D’origine libanaise, Nadine Ltaif vit à Montréal depuis 1979.  Poète et traductrice, elle a publié plusieurs recueils de poésie aux éditions du Noroît (Canada) parmi lesquels Les Métamorphoses d’Ishtar (1987), Entre les fleuves (1991), Le Livre des dunes (1999), Le Rire de l’eau (2005) ou encore Hamra (2014). Nadine Ltaïf a collaboré à de nombreuses revues littéraires canadiennes et européennes et codirigé la revue Tessera.
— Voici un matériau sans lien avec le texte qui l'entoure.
PR #2409, opened 2024-01-24
feat: Add API integration to the SDK

sfc-gh-asawicki:
Add API integration to the SDK


pkg/sdk/testint/api_integrations_gen_integration_test.go
```diff
@@ -0,0 +1,436 @@
...
+		request := createApiIntegrationAwsRequest(t)
+
+		request = request.
+			WithAwsApiProviderParams(request.AwsApiProviderParams.WithApiKey(sdk.String("key"))).
+			WithApiBlockedPrefixes(prefixes(awsBlockedPrefix)).
+			WithComment(sdk.String("comment"))
+
+		integration := createApiIntegrationWithRequest(t, request)
+
+		assertApiIntegration(t, integration, request.GetName(), "comment")
```
sfc-gh-jcieslak, line 136: 2 newly set params could we asserted with description properties. Probably `assertApiIntegrationProperties` function should be added to test whether newly added parameters were successfully set. Same in tests below.

sfc-gh-jcieslak: or just the same thing you've added in line:181

pkg/sdk/testint/api_integrations_gen_integration_test.go
```diff
@@ -0,0 +1,436 @@
...
+	t.Run("alter api integration: aws", func(t *testing.T) {
+		integration := createAwsApiIntegration(t)
+
+		otherRoleArn := "arn:aws:iam::000000000001:/role/other"
+		setRequest := sdk.NewAlterApiIntegrationRequest(integration.ID()).
+			WithSet(
+				sdk.NewApiIntegrationSetRequest().
+					WithAwsParams(sdk.NewSetAwsApiParamsRequest().WithApiAwsRoleArn(sdk.String(otherRoleArn)).WithApiKey(sdk.String("key"))).
+					WithEnabled(sdk.Bool(true)).
+					WithApiAllowedPrefixes(prefixes(awsBlockedPrefix)).
```
sfc-gh-jcieslak, line 171: it doesn't matter, but you mixed allowed prefixes argument with blocked prefix value (in other tests too)

sfc-gh-asawicki: It's on purpose because by default it's created with allowed, so to really alter something the blocked ones are used, maybe I can rename them to make it easier to read.

pkg/sdk/testint/api_integrations_gen_integration_test.go
sfc-gh-asawicki: I can add the assertions

sfc-gh-asawicki: Added

sfc-gh-jcieslak (approved):

PR #2419, opened 2024-01-25
feat: use sequence from sdk and add ordering attr

### LINKED ISSUE #2387: allow to specify noorder/order parameter for  sequence resource
### Terraform CLI and Provider Versions

TF 1.7.0
provider 0.84.0

With coming change in sequence behaviour https://docs.snowflake.com/en/release-notes/bcr-bundles/2024_01/bcr-1483 the support for ORDER and NOORDER parameters is missing in provider sequence resource. 

### Proposal

Add support to specify order and noorder parameters. Something like =>

resource snowflake_sequence sequence {
  database = "db"
  schema   = "test"
  name     = "seq1"
  order  = true
}

Medium

### Additional Information

_No response_

sfc-gh-swinkler:
removes old code from snowflake package, replacing with SDK package. does not change any existing functionality.

closes #2387


docs/resources/sequence.md
```diff
@@ -42,12 +42,13 @@ resource "snowflake_sequence" "test_sequence" {
 
 - `comment` (String) Specifies a comment for the sequence.
 - `increment` (Number) The amount the sequence will increase by each time it is used
+- `ordering` (String) The ordering of the sequence. Either ORDER or NOORDER. Default is ORDER.
```
sfc-gh-asawicki, line 45: Do we leave ORDER as a default in the provider? I mean, it changes in https://docs.snowflake.com/en/release-notes/bcr-bundles/2024_01/bcr-1483 to NOORDER by default.

So the current behavior would be aligned with Snowflake but it will change in the couple of days. Introducing NOORDER as a default would break existing configs (not break but cause different behavior) but it will be ready for the change later.

Maybe the one other way would be to do a small breaking change in the provider by introducing the ordering as a required param (adding it to our [migration notes](https://github.com/Snowflake-Labs/terraform-provider-snowflake/blob/main/MIGRATION_GUIDE.md)) and letting users to decide themselves? WDYT @sfc-gh-swinkler @sfc-gh-jcieslak.

sfc-gh-asawicki (changes requested):

docs/resources/sequence.md
sfc-gh-jcieslak: It's a small behavior change, maybe the best would be to stay with the previous default to not break the existing configs and have a task to change it (to the manual setting or different default) as a pre-v1 change.

sfc-gh-swinkler: we can just make this field nullable. if it is null, it will not set it, and therefore use whatever behavior is default

sfc-gh-swinkler: okay so i made the change, but I'm still not sure I am happy with it. feels janky. The problem is that during the read I only want to set the attribute if it was set in the config (otherwise it will look like drift .... user applies, then will be forever stuck in a planning loop until they edit their Terraform configuration). However, during the import there is no way of knowing whether we should set the configuration code or not.How to know if value is default or not default? I think this is an important design question we should answer, as there are many places where we do similar operations. So we should all agree on a general solution

sfc-gh-swinkler: i do know in some places (e.g. warehouses) we cannot rely on the default value in the docs, either because the default is wrong for that particular account, or because it could be setting feature flags that are only available for business critical, and therefore wouldn't work in other accounts. So having a null value for an attribute is a necessity. but understanding when to set this during the read is a mystery.

sfc-gh-asawicki: Discussed during the call:
- we rollback these changes
- we stick with explicitly stating our default
- we may change it with V1

sfc-gh-asawicki (approved):

PR #2420, opened 2024-01-25
feat: Use managed account from the SDK

sfc-gh-asawicki:
Use managed account from the SDK
- acceptance test was run manually and was successful after the change (it is still waiting for SNOW-1011985)
- initial read sleep was replaced with a retry (like in account resource)


pkg/resources/managed_account.go
```diff
@@ -102,82 +96,109 @@ func ManagedAccount() *schema.Resource {
...
+	client := sdk.NewClientFromDB(db)
+
+	ctx := context.Background()
+	objectIdentifier := helpers.DecodeSnowflakeID(d.Id()).(sdk.AccountObjectIdentifier)
+
+	// We have to wait during the first read, since the locator takes some time to appear.
+	// This approach has a downside of not handling correctly the situation where managed account was removed externally.
+	// TODO [SNOW-1003380]: discuss it as a provider-wide topic during resources redesign.
+	var managedAccount *sdk.ManagedAccount
+	var err error
```
sfc-gh-jcieslak, line 138: why err is predefined ?

sfc-gh-jcieslak (approved):

pkg/resources/managed_account.go
sfc-gh-asawicki: because managedAccount has to be predefined and then you either:
- predefined err here
- predefined err inside retry (because you can't use `:=` syntax with predefined and not predefined var)

either way you predefine it somewhere

PR #2427, opened 2024-01-26
feat: Use stage from sdk

sfc-gh-jcieslak:
Changes:
- Partially replaced resource and data source implementation with SDK (see code comments) + replace snowflake/stages usage in streams resource
- Partially removed snowflake/stage implementation/tests (same reason as above)
- Added acc test (smoke test)


pkg/datasources/stages.go
```diff
@@ -56,42 +57,55 @@ var stagesSchema = map[string]*schema.Schema{
 
 func Stages() *schema.Resource {
 	return &schema.Resource{
-		Read:   ReadStages,
-		Schema: stagesSchema,
+		ReadContext: ReadStages,
```
sfc-gh-swinkler, line 60: i didnt know about this ReadContext function. we could actually use this for all resources, as we are using context.Background()

pkg/resources/stage.go
```diff
@@ -357,57 +297,81 @@ func UpdateStage(d *schema.ResourceData, meta interface{}) error {
...
 		if err := snowflake.Exec(db, q); err != nil {
-			return fmt.Errorf("error updating stage comment on %v", d.Id())
+			return diag.Errorf("error updating stage comment on %v", d.Id())
 		}
 	}
 
-	tagChangeErr := handleTagChanges(db, d, builder)
-	if tagChangeErr != nil {
-		return tagChangeErr
+	if d.HasChange("tag") {
```
sfc-gh-swinkler, line 328: is there a reason for moving the tag diff logic here?

pkg/datasources/stages.go
sfc-gh-jcieslak: Yeah, this is one of the points I added to our discussion on our resource-designing conventions. I'm using it because Read is deprecated and ReadContext or ReadWithoutTimeout should be used instead.

pkg/resources/stage.go
sfc-gh-jcieslak: So, tags were one of the things I could change in the Update method, so I did it. `handleTagChanges` is the old implementation using the snowflake package.

sfc-gh-asawicki (approved):

PR #2428, opened 2024-01-26
feat: Use row access policy from SDK

sfc-gh-asawicki:
- Removed old row access policy implementation from resource and datasource.
- Migrated tests and added more.
- Left better TODO for signatures diff suppression.


pkg/resources/row_access_policy.go
```diff
@@ -223,37 +155,29 @@ func ReadRowAccessPolicy(d *schema.ResourceData, meta interface{}) error {
...
-	policyName := rowAccessPolicyID.RowAccessPolicyName
-
-	builder := snowflake.RowAccessPolicy(policyName, dbName, schema)
+	ctx := context.Background()
+	client := sdk.NewClientFromDB(db)
+	id := helpers.DecodeSnowflakeID(d.Id()).(sdk.SchemaObjectIdentifier)
 
 	if d.HasChange("comment") {
 		comment := d.Get("comment")
 		if c := comment.(string); c == "" {
```
sfc-gh-swinkler, line 164: is an unset comment the same as setting it to ""?

pkg/resources/row_access_policy.go
```diff
@@ -117,104 +69,84 @@ func RowAccessPolicy() *schema.Resource {
...
-	signature := d.Get("signature").(map[string]interface{})
+	id := sdk.NewSchemaObjectIdentifier(databaseName, schemaName, name)
+
+	signature := d.Get("signature").(map[string]any)
 	rowAccessExpression := d.Get("row_access_expression").(string)
 
-	builder := snowflake.RowAccessPolicy(name, database, schema)
+	args := make([]sdk.CreateRowAccessPolicyArgsRequest, 0)
+	for k, v := range signature {
+		dataType, err := sdk.ToDataType(v.(string))
```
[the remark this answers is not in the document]
sfc-gh-asawicki: It will. That's why there is TODO with SNOW-1020074 left.

I will for now remove from here ToDataType part (so that it's not stripped) but still, describe strips this info so we will still end up with infinite plan without the diff suppression (which SNOW-1020074 is about).

pkg/resources/row_access_policy.go
sfc-gh-asawicki: That's a good question. I think this is one of the topics that we need to discuss globally with SNOW-867235. For me: if there is UNSET supported, we should use it. It may differ between different parameters though.

sfc-gh-jcieslak (approved):

PR #2429, opened 2024-01-26
feat: Use API integration from SDK

sfc-gh-asawicki:
- Removed old api integration implementation from resource.
- Migrated tests and added more.
- Added not listed in docs ALTER options (`SET AZURE_TENANT_ID` and `SET GOOGLE_AUDIENCE`) to the SDK. Added tests.


pkg/resources/api_integration.go
```diff
@@ -127,143 +130,186 @@ func APIIntegration() *schema.Resource {
...
-	s, err := snowflake.ScanAPIIntegration(row)
+	integration, err := client.ApiIntegrations.ShowByID(ctx, id)
 	if err != nil {
-		// If no such resource exists, it is not an error but rather not exist
-		if err.Error() == snowflake.ErrNoRowInRS {
-			d.SetId("")
-			return nil
-		}
-		return fmt.Errorf("could not show api integration: %w", err)
+		log.Printf("[DEBUG] api integration (%s) not found", d.Id())
```
sfc-gh-swinkler, line 221: one thing we should discuss is how if you don't have required permissions, then the show command will return error same as if the object didn't exist. if customer applies using accountadmin, then later with a less privileged role, then their terraform state file will be completely wiped out. should we check that user has sufficient privileges to do show command before setting resource id to empty? I think its not necessary, but it might be a good improvement later.

pkg/resources/api_integration.go
```diff
@@ -127,143 +130,186 @@ func APIIntegration() *schema.Resource {
...
+func toApiIntegrationEndpointPrefix(paths []string) []sdk.ApiIntegrationEndpointPrefix {
+	allowedPrefixes := make([]sdk.ApiIntegrationEndpointPrefix, len(paths))
+	for i, prefix := range paths {
+		allowedPrefixes[i] = sdk.ApiIntegrationEndpointPrefix{Path: prefix}
+	}
+	return allowedPrefixes
+}
+
 // CreateAPIIntegration implements schema.CreateFunc.
 func CreateAPIIntegration(d *schema.ResourceData, meta interface{}) error {
```
sfc-gh-swinkler, line 142: jan was using createcontext function in his stage pr, I thought that was a pretty good idea. i don't think its necessary to do in these prs now, but its something we should eventually do for all resources as part of a larger refactoring effort

sfc-gh-jcieslak (approved):

pkg/resources/api_integration.go
sfc-gh-asawicki: Added as a part of SNOW-867235.

pkg/resources/api_integration.go
sfc-gh-asawicki: That's true for all the resources, so I am adding this to SNOW-867235.

pkg/resources/api_integration_acceptance_test.go
```diff
@@ -1,107 +1,395 @@
...
 	"github.com/hashicorp/terraform-plugin-testing/helper/resource"
+	"github.com/hashicorp/terraform-plugin-testing/terraform"
+	"github.com/hashicorp/terraform-plugin-testing/tfversion"
 )
 
-func TestAcc_ApiIntegration(t *testing.T) {
-	if _, ok := os.LookupEnv("SKIP_API_INTEGRATION_TESTS"); ok {
-		t.Skip("Skipping TestAcc_ApiIntegration")
-	}
+const (
```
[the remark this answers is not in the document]
sfc-gh-asawicki: I moved them lower, I don't think that we should be moving too much to helpers without first discussing the right convention (now it's a mess and we have task to clean them up SNOW-936093). (on the other hand I don't believe someone will use such names or these constants at all).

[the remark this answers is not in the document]
sfc-gh-jcieslak: Even better 👍

sfc-gh-jcieslak (approved):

Elle travaille à la production de films avec la compagnie Nadja Productions.

 

Je partais pour le Caire

vers la misère du Nil

et la poussière regarde

et les estomacs rétrécissent

vers les plaies ma Dame

ou bien encore la faim.

Comment savoir comment comprendre

que la faim 

je l’ai portée en moi

et  le peuple d’Égypte c’était moi

j’avais faim

je refusais de manger

je refusais de voir les rues du Caire

et ces foules grouillantes et amaigries.

 

Je fuyais vers toi 

ô Montréal

l’hiver

l’hiver ne m’épargnait pas non plus

alors j’ai vu

comment circule le sang dans une terre glacée 

car le feu ne s’éteint pas 

mais l’acier moule son corps 

– l’acier ne fond pas

l’hiver – âge de fer – ressemble à la dureté

de la ville 

et j’observe la lune

et la lune parfois

est méchante avec vous. 

 

Alors j’ai lu, à la manière de Shéhérazade,

« tous les livres », et les poètes, les historiens,

et les peuples anciens, les légendes, les contes,

les mythes, pour retrouver des bouts de ma mémoire 

passée, car elle était mutilée, ou détruite

par les bombes ou bien encore

en ruines,

 

et alors – c’est alors que s’ouvrent les portes

de mon labyrinthe, de mes temples, et mes plaies,

et mes blessures, celles du cœur, là où monte le Nil, 

où se fissurent les murs qui me protègent,

mes carcasses et mes armures de fer, de cet âge de 

fer qui s’écaille par endroits et je fleuris.

 

Poème extrait de Métamorphoses d’Ishtar de Nadine Ltaif, éditions du Noroît, 1987.